Duggan and other city leaders claimed that new development projects in the downtown area and select neighborhoods would raise property values and living standards for the city’s residents. The problem is Detroit remains one of the poorest large cities in America, with a median household income of $27,838; a 37.9 percent official poverty rate; and a 44 percent child poverty rate. The vast majority of the working class population are working in low-paying jobs or are unemployed like Tateona Williams and have largely been priced out of the housing market.

Between 2020 and 2024, housing values in the Detroit metro area have shot up 72 percent and are now some of the most overvalued in the country. This speculative bubble has been a boondoggle for Dan Gilbert (net worth $27.4 billion), the Ilitch family (the owners of Little Caesar’s Pizza and Detroit’s professional baseball and hockey franchises), and other investors.

Gilbert’s 49-story skyscraper on the site of the demolished old Hudson’s department store includes The Residences at the Detroit Edition, where prices for private homes will range from $550,000 to $3 million and beyond. Rents in the new upscale housing units around the city range from $1,600 to $4,775 a month.

Hollywood Casino Hotel parking structure, where the homeless children froze to death in the family's van parked on the ninth floor. In the background is Dan Gilbert's new 49-story building, which includes private homes selling for $3 million and more.

Conditions in working class neighborhoods continue to deteriorate. A week after the deaths of the two children, a century-old water main burst in Southwest Detroit, flooding hundreds of homes and destroying vehicles and other personal property in the largely immigrant neighborhood. While pipes from the 1930s or older go without maintenance and repair, the Great Lakes Water Authority, which took over Detroit’s water and sewer system during the bankruptcy, plans to impose the largest water rate hike in a decade on metro Detroit residents next year. 

According to the most recent figures, more than 8,500 people in the city experienced homelessness and about 1,000 were households with kids. During the 2022–23 school year, Michigan public schools identified a staggering 32,000 preK-12 students who were homeless at some point, a 14 percent increase from the previous year.

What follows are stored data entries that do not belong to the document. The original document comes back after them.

PR #479, opened 2021-12-20
Add Wii Banners

ddrmax34:
I want support for Wii banners, could you actually implement them?


magcius:
I have no clue what you did, but this PR doesn't include any Wii banner support as far as I can tell...

PR #480, opened 2021-12-21
Wii banner support

ddrmax34:
Could you update the repository so you can implement banner support?


magcius:
Still no Wii banner support

PR #497, opened 2022-02-17
Add Unity asset reader + Subnautica scene

wgreenberg:
So far it's just a barebones render of the scanner map, but it's a start!


src/Subnautica/scenes.ts
```diff
@@ -0,0 +1,241 @@
...
+}
+
+const bindingLayouts: GfxBindingLayoutDescriptor[] = [
+    { numUniformBuffers: 1, numSamplers: 0 }, // ub_SceneParams
+];
+
+class Mesh {
+    vertices: Float32Array,
+    normals: Float32Array,
+    indices: Int32Array,
```
magcius, line 107: This should probably be an `interface`, instead of a `class`, and please use semicolons instead of commas.

src/Subnautica/scenes.ts
```diff
@@ -0,0 +1,241 @@
...
+
+    public destroy(device: GfxDevice) {
+        device.destroyInputLayout(this.inputLayout);
+        device.destroyProgram(this.program);
+        this.meshRenderers.forEach((r) => r.destroy(device));
+        this.renderHelper.destroy();
+    }
+}
+
+class Vertex {
```
magcius, line 193: Mind using `vec3` from gl-matrix instead?

magcius, line 193: Mind using `vec3` from gl-matrix instead?

src/Subnautica/scenes.ts
```diff
@@ -0,0 +1,241 @@
...
+    public trisBuf: GfxBuffer;
+    public inputState: GfxInputState;
+    public numVertices: number;
+
+    constructor(device: GfxDevice, mesh: Mesh, public offset: Vertex, public inputLayout: GfxInputLayout) {
+        for (let i=0; i<mesh.vertices.length; i += 3) {
+            mesh.vertices[i+0] += offset.x;
+            mesh.vertices[i+1] += offset.y;
+            mesh.vertices[i+2] += offset.z;
+        }
```
magcius, line 72: Could you move this offset into a model matrix UBO? Up to you, but I think that would be helpful going forward.

src/Subnautica/scenes.ts
```diff
@@ -0,0 +1,241 @@
...
+
+        this.inputState = device.createInputState(inputLayout, [
+            { buffer: this.vertsBuf, byteOffset: 0, },
+            { buffer: this.normsBuf, byteOffset: 0, },
+        ], { buffer: this.trisBuf, byteOffset: 0 });
+        this.numVertices = mesh.indices.length;
+    }
+
+    public prepareToRender(renderInstManager: GfxRenderInstManager): void {
+        const renderInst = renderInstManager.newRenderInst();
```
magcius, line 86: Consider frustum culling on the AABB bounds?

src/viewer.ts
```diff
@@ -378,7 +378,7 @@ async function initializeViewerWebGL2(out: ViewerOut, canvas: HTMLCanvasElement)
         return InitErrorCode.GARBAGE_WEBGL2_SWIFTSHADER;
 
     const config = new GfxPlatformWebGL2Config();
-    config.trackResources = IS_DEVELOPMENT;
+    config.trackResources = false;
```
magcius, line 381: Debug change

src/Common/Unity/AssetManager.ts
```diff
@@ -0,0 +1,88 @@
...
+function concatBufs(a: Uint8Array, b: Uint8Array): Uint8Array {
+    let result = new Uint8Array(a.byteLength + b.byteLength);
+    result.set(a);
+    result.set(b, a.byteLength);
+    return result;
+}
+
+interface Range {
+    rangeStart: number,
+    rangeSize: number,
```
magcius, line 26: Please use semicolons, not commas

magcius (changes requested):

rust/Cargo.toml
```diff
@@ -7,15 +7,17 @@ edition = "2018"
 [lib]
 crate-type = ["cdylib", "rlib"]
 
+[package.metadata.wasm-pack.profile.release]
+wasm-opt = ['-g']
+
 [profile.release]
 lto = true
+debug = true
```
magcius, line 15: This change / the -g looks wrong?

rust/Cargo.toml
```diff
@@ -7,15 +7,17 @@ edition = "2018"
...
 
-[features]
-default = ["wee_alloc"]
-
 [dependencies]
 wasm-bindgen = "0.2.45"
 wee_alloc = { version = "0.4.5", optional = true }
 naga = { git = "https://github.com/gfx-rs/naga", features = ["glsl-in", "wgsl-out"] }
 web-sys = { version = "0.3.48", features = ["console"] }
+byteorder = "1.4.3"
```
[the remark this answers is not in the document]
wgreenberg: yeah, it's how i deserialize all the other types -- eventually i could probably replace it w/ the BE/LE functions you've got in util though

src/Subnautica/scenes.ts
wgreenberg: honestly not sure how to do this -- would you say it's a must-have, or something that could be implemented later?

src/Subnautica/scenes.ts
```diff
@@ -0,0 +1,211 @@
...
+}
+
+const id = 'Subnautica';
+const name = 'Subnautica';
+
+const sceneDescs = [
+    new SubnauticaSceneDesc("Scanner Map", "Scanner Map"),
+];
+
+export const sceneGroup: Viewer.SceneGroup = { id, name, sceneDescs };
```
magcius, line 211: Mind adding a `hidden: true` to here? That hides it from the main site, but still makes it visible when in development mode. Means I can merge this PR without having the data fully live yet.

src/Common/Unity/AssetManager.ts
```diff
@@ -0,0 +1,223 @@
...
+    let indices = mesh.get_index_data();
+    let indexBufferFormat: GfxFormat;
+    let numIndices = 0;
+    if (mesh.index_format === _wasm.IndexFormat.UInt32) {
+        indexBufferFormat = GfxFormat.U32_R;
+        numIndices = indices.length / 4;
+    } else {
+        indexBufferFormat = GfxFormat.U16_R;
+        numIndices = indices.length / 2;
+    };
```
magcius, line 216: Extra semicolon

Also, not a requirement to land, just a reminder that we should probably expose submeshes too. I need to do some investigation to figure out how submeshes map to materials, too.

src/Common/Unity/AssetManager.ts
```diff
@@ -0,0 +1,223 @@
...
+import { SceneContext } from '../../SceneBase';
+import { downloadBlob } from '../../DownloadUtils';
+import { AssetInfo, Mesh, AABB as UnityAABB, VertexFormat, StreamingInfo, ChannelInfo } from '../../../rust/pkg/index';
+import { GfxDevice, GfxBufferUsage, GfxInputState, GfxFormat, GfxInputLayout, GfxVertexBufferFrequency, GfxVertexAttributeDescriptor, GfxInputLayoutBufferDescriptor } from '../../gfx/platform/GfxPlatform';
+import { FormatCompFlags } from '../../gfx/platform/GfxPlatformFormat';
+import { assert } from '../../util';
+import * as Geometry from '../../Geometry';
+import { vec3 } from 'gl-matrix';
+
+let _wasm: any | null = null;
```
magcius, line 11: It would be nice if this wasn't marked as any. You should be able to use an import type now:

```ts
let _wasm: typeof import('../../../rust/pkg/index') | null = null;
```

src/Common/Unity/AssetManager.ts
```diff
@@ -0,0 +1,223 @@
...
+    let vertsBuf = makeStaticDataBuffer(device, GfxBufferUsage.Vertex, vertices.buffer);
+    let normsBuf = makeStaticDataBuffer(device, GfxBufferUsage.Vertex, normals.buffer);
+    let trisBuf = makeStaticDataBuffer(device, GfxBufferUsage.Index, indices.buffer);
+
+    let state = device.createInputState(layout, [
+        { buffer: vertsBuf, byteOffset: 0, },
+        { buffer: normsBuf, byteOffset: 0, },
+    ], { buffer: trisBuf, byteOffset: 0 });
+
+    return new UnityMesh(layout, state, indices.length, mesh.local_aabb);
```
magcius, line 159: Reminder that you're leaking the buffers here. If you want to turn on the leak checker, the easiest way to do that is to adjust `loadSceneDelta` from 1 to 0 in `main.ts`.

Maybe I should do that by default in development builds....

src/Common/Unity/AssetManager.ts
```diff
@@ -0,0 +1,223 @@
...
+        numIndices = indices.length / 4;
+    } else {
+        indexBufferFormat = GfxFormat.U16_R;
+        numIndices = indices.length / 2;
+    };
+
+    let layout = device.createInputLayout({ vertexAttributeDescriptors, vertexBufferDescriptors, indexBufferFormat });
+    let state = device.createInputState(layout, [
+        { buffer: makeStaticDataBuffer(device, GfxBufferUsage.Vertex, mesh.get_vertex_data()), byteOffset: 0 },
+    ], { buffer: makeStaticDataBuffer(device, GfxBufferUsage.Index, indices), byteOffset: 0 });
```
magcius, line 221: Again, reminder that you're leaking the buffers here.

rust/src/unity/mesh.rs
```diff
@@ -0,0 +1,585 @@
...
+    baked_convex_collision_mesh: Vec<u8>,
+    baked_triangle_collision_mesh: Vec<u8>,
+    streaming_info: StreamingInfo,
+}
+
+#[wasm_bindgen]
+impl Mesh {
+    pub fn from_bytes(data: Vec<u8>, asset: &AssetInfo) -> std::result::Result<Mesh, String> {
+        let mut reader = AssetReader::new(data);
+        reader.set_endianness(asset.header.endianness);
```
magcius, line 424: There's a part of me that believes we shouldn't see anything but little-endian in TYOOL2022 -- and I believe the new uncompressed mesh loading code relies on that. PowerPC is dead :pray:, we can give it up now. So we could probably turn this into an error / assert.

rust/src/unity/mesh.rs
```diff
@@ -0,0 +1,585 @@
...
+    pub fn is_compressed(&self) -> bool {
+        return self.mesh_compression != MeshCompression::Off
+    }
+
+    pub fn get_vertices(&self) -> Option<Vec<f32>> {
+        if self.mesh_compression == MeshCompression::Off {
+            None
+        } else {
+            Some(self.compressed_mesh.vertices.unpack())
+        }
```
magcius, line 441: Optional feedback, not required for merge:

I think it might be unclear that this is doing work to uncompress mesh data. I wonder if we should have an "unpack_mesh_data(channel_mask)" method that unpacks to a sequence of streams/channels, and then the TS code doesn't have to care about whether the data is compressed or not, it can just iterate over the final stream/channel setup.

For a compressed mesh, we'd have a stream per channel (e.g. a stream for positions, a stream for UVs, a stream for normals, etc.), while we'd continue to use the packed data on the Unity side.

rust/Cargo.toml
```diff
@@ -7,15 +7,16 @@ edition = "2018"
 [lib]
 crate-type = ["cdylib", "rlib"]
 
+[package.metadata.wasm-pack.profile.release]
+wasm-opt = ['-Os', '--debuginfo']
```
magcius, line 11: I'm still a bit scared about putting this into the final build; is there a way to only put this in webpack.dev.js mode?

src/Common/Unity/AssetManager.ts
```diff
@@ -0,0 +1,223 @@
...
+import { FormatCompFlags } from '../../gfx/platform/GfxPlatformFormat';
+import { assert } from '../../util';
+import * as Geometry from '../../Geometry';
+import { vec3 } from 'gl-matrix';
+
+let _wasm: any | null = null;
+
+async function loadWasm() {
+    if (_wasm === null) {
+        _wasm = await import('../../../rust/pkg/index');
```
magcius, line 15: It would also be great if the Rust package had namespaces, since just having a type called "AssetInfo" in the Rust code is a bit confusing, and if we do textures, we might run into conflicts with the GX texture loader code, but I think that's a taller order...

luv u 2 wasm-bindgen

magcius (commented):
This is so cool! Finally got it running locally, and it's been fun to mouse around. General note on review:

* As always, authors are given final say on code structure, API designs, and full artistic control for their contributed games, whatever that means ;). Please treat all my nitpicks and suggestions as *optional*, feel free to ignore them, and I will merge this PR without addressing any of them.

* Changes to common/shared code I might hold to a bit higher of a gatekeeping standard. There are two of those changes, really: the change to Geometry.ts (LGTM, harmless), and the Rust Cargo build changes, which I would like to understand a bit more carefully before merging, since it will affect existing games.

* Leak fixes are something that are not required for this PR to be merged, but are required before we make the game public on the site.

src/Common/Unity/AssetManager.ts
```diff
@@ -0,0 +1,201 @@
...
+}
+
+export interface MeshMetadata {
+    name: string;
+    offset: number;
+    size: number;
+}
+
+export const a_Position = 0;
+export const a_Normal = 1;
```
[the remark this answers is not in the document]
wgreenberg: ohh channel indices make way more sense!

rust/src/unity/mesh.rs
wgreenberg: funny enough, all unity asset files start out as big endian, and then switch endianness based on a value read in the header

magcius: I can imagine a big-endian header, but I would hope most of the actual these days past the header is little endian.

rust/src/unity/mesh.rs
wgreenberg: this sounds good to me, though i don't have a good idea of how to implement that yet. how about for now, i rename these to `unpack_*`?

magcius: As I mentioned, all suggestions are 100% optional. Feel free to rename, or simply not do anything!

rust/Cargo.toml
wgreenberg: stuck this in a dev-build-only config!

src/Common/Unity/AssetManager.ts
wgreenberg: fix'd

src/Common/Unity/AssetManager.ts
wgreenberg: yeahhh, maybe in future work i'll just rename everything `Unity*`

PR #503, opened 2022-03-19
Studio: Multi-Track Timeline & Major UI Overhaul

Veegie:
This PR features (another) major overhaul for Studio mode, with a new and improved UI (full-width, anchored to the bottom of the window), multi-track editing, manual keyframe value editing and editable interpolation types. For now, still hidden behind a console call to `main.ui.studioSidePanel.v()`.

Changes to common code, and other bits that are actually of note and may be worth a review/revision:

- All input handling and preview line drawing has been moved from `Camera.ts` into `Studio.ts`.
- The `options` member of `UI.RadioButtons` was made public.
- Added credits for new Zoom In/Zoom Out icons.
- The Keyframe interface has been modified to add a few new fields: Interpolation In Type, Interpolation Out Type, Ease In Coefficient, and Ease Out Coefficient. The coefficients have a range of [0-1] and adjust the magnitude of the auto-generated tangent values. Logic for loading animations has been updated to conform keyframes that are missing these fields. By default, the interpolation types are set to `InterpolationType.Ease` and the coefficients are set to 1.
- Studio settings (Show animation preview line/live preview/Auto-save) are now saved to local storage on modification.
- Re-added logic for normalizing bank rotation. The playback engine is still kept stateless; we simply get the normalized bank rotation value each frame.

Currently writing up some brief reference documentation, which I plan to add as a Wiki page on this repo.


magcius:
This all looks good to me.

I do have one possible UX note: could you save whether the user has enabled Studio to a preference so they don't need to type .v() at every page load? The initial toggle-on should still be from the console, but once a user enables it once, it should stay enabled.

Veegie:
> I do have one possible UX note: could you save whether the user has enabled Studio to a preference so they don't need to type .v() at every page load?

Sure, will do. The hope was to un-hide Studio Mode by default after doing some beta testing with this release and fixing any bugs that crop up. With your permission, of course.

PR #516, opened 2022-04-25
Names and Categories for Half-Life and Mario Odyssey

slambo311:
I didn't do ALL of the maps and categories (Half-Life maps aren't organized very well, and sometimes I just don't remember the actual names of some Mario Odyssey maps), but I did do a little bit.


slambo311:
I did another update for it, fixed quite a bit.

PR #525, opened 2022-05-23
Even MORE Mario Odyssey naming

slambo311:
I checked it for errors around 20 times manually, but I didn't deploy it, since it's incredibly annoying to do with only a Pixel 2 phone and an outdated school Chromebook that can't run Linux stuff, so there still might be some errors.


magcius:
there are indeed errors

slambo311:
Alright.

PR #526, opened 2022-06-18
Super monkey ball 1: file drop, fixes, naomilib

ComplexPlane:
* Add GMA+TPL drag and drop support
* Fix issue where "null2" half ball model is shown on many stages
* Some NaomiLib (SMB Arcade Naomi model format) support. It's pretty busted right now but it's not used atm unless a Naomi model container+TPL is drag and dropped.


src/SuperMonkeyBall/AnimGroup.ts
```diff
@@ -0,0 +1,280 @@
+import { mat4, vec3 } from "gl-matrix";
```
ComplexPlane, line 1: Just a file split

src/SuperMonkeyBall/Lighting.ts
```diff
@@ -0,0 +1,54 @@
+import { vec3 } from "gl-matrix";
```
ComplexPlane, line 1: Just a file split

src/SuperMonkeyBall/World.ts
```diff
@@ -384,7 +97,75 @@ export class World {
         this.background.prepareToRender(ctx, this.lighting);
     }
 
+    public gettextureCache(): TextureCache {
```
magcius, line 100: bad capitalization here

PR #540, opened 2022-09-26
Here we go again, more SMO naming.

slambo311:
I checked it multiple times to see if I made any mistakes, didn't find any.


slambo311:
Most of the names are just the internal name, but with spaces and whatnot, but hey, it's better than JUST the internal name.

slambo311:
This has spent almost a third of a year without any comments or being closed, might as well close it now.

PR #558, opened 2022-12-16
Update Scenes_PokemonHGSS.ts

rjd1922:
As discussed on Discord. Hopefully the accented e won't break anything.


PFedak:
The new names/reordering looks great! I think for search reasons we'd better stick with regular e. 
Also, only if you want, another thing you could do is add more lines to that list which are just strings (like https://github.com/magcius/noclip.website/blob/master/src/SuperMarioGalaxy/Scenes_SuperMarioGalaxy1.ts#L162-L167 )
which will show up as headings, to organize things.

Happy to merge it once you make the "e" change

rjd1922:
I changed the accented e's back.

PR #48, opened 2017-10-28
✨ Process Def List is now sorted

### LINKED ISSUE #7: Sort for all lists
Any list that is display should either have a fixed sort order or an option to set sort order.

Vyperus:
## What did you change?

This PR adds a basic sorting method for the processdef-list.
This Sorting method sorts lexicographical for the key.

Closes #7 

Save an already saved process in the Detail-View. The Process will now stay in the same place as before when reloading the List-View

## PR-Checklist

### DIFF
--- a/src/modules/processdef-list/processdef-list.ts
+++ b/src/modules/processdef-list/processdef-list.ts
@@ -73,7 +73,14 @@ export class ProcessDefList {
     if (this._processes === undefined) {
       return [];
     }
-    return this._processes.data;
+    return this._processes.data.sort((a: IProcessDefEntity, b: IProcessDefEntity) => {
+      if (a.key < b.key) {
+        return -1;
+      } else if (a.key > b.key) {
+        return 1;
+      }
+      return 0;
+    });
   }
 
   public async createProcess(): Promise<void> {


ppoetschke:
I don‘t think it‘s a good idea to sort client side as it requires to load all entities. There are options to do correct sorting - even together with pagination - in the backend.

Vyperus:
I agree with you! But then we need to relocate the mentioned Issue. :)

ppoetschke:
Not really because sort and query options should be implemented client side and passed through to the backend. They are already implemented in the backend.

heikomat:
@ppoetschke even so this would still be more of a consumerClient issue, and less of a charon issue. The consumerClient needs to give charon the option to get a sorted list.

ppoetschke:
Instead of only using limit and offset as params for `getProcessDefList`in `consumer_client` the attributes of `IPublicQueryOptions` of `core_contracts` should be implemented. IPublicQueryOptions already supports sorting on the backend correctly.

The homeless crisis goes far beyond Michigan. The latest report from the US Department of Housing and Urban Development found that 771,480 individuals experienced homelessness in the United States in 2024, up 18 percent from the previous year. This included nearly 150,000 children under 18, the age group which experienced the largest increase (33 percent) between 2023 and 2024.

This is American capitalism in the 21st century. Billionaires like Musk, Bezos and Gilbert on one side and tens of millions of people living on the edge of disaster on the other. Homelessness shot up under Biden, and California Democratic Governor Gavin Newsom bulldozed homeless encampments. Vice President JD Vance scapegoats immigrants for high housing costs, while Trump and Musk denounce homeless people as “violent drug zombies” and prepare to axe Medicaid, housing, education and other essential programs. The gutting of these programs, aimed at funneling even more money into the bank accounts for the mega-billionaires and Pentagon war machine, will result in the social murder of many more victims. 

If this is to stop, workers must build a network of rank-and-file committees to unite workers of every race and ethnic background, in the United States and internationally, in common industrial action to defend immigrant workers, stop the layoff of federal workers and the gutting of programs and defeat Trump’s plans to establish a presidential dictatorship. 

This must be combined with the development of a powerful political movement of the working class, independent of and opposed to both corporate-controlled parties, to replace the rule of the oligarchy with the democratic rule of the working class and expropriate the ill-gotten wealth of the oligarchs. At the same time, a workers government would transform the auto industry and the giant real estate and financial firms into public utilities, and establish socialism, so the scourge of poverty, homelessness and social inequality can be ended forever.